→ Available data:
PR #15685, opened 2026-08-13
🧪 Add unit tests for TeamTask.serialize

dogi:
🎯 **What:** Added unit tests for the `TeamTask.serialize` method which was previously untested.

📊 **Coverage:**
- Tested the "happy path" where a fully populated `TeamTask` and `UserEntity` are provided.
- Tested the edge case where `UserEntity` is null and the task's `_id` is empty to verify null handling and `TextUtils.isEmpty` branches.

→ Work instructions: Copy whichever lines above contain the string "unit".

→ Solution for this problem:
🧪 Add unit tests for TeamTask.serialize
🎯 **What:** Added unit tests for the `TeamTask.serialize` method which was previously untested.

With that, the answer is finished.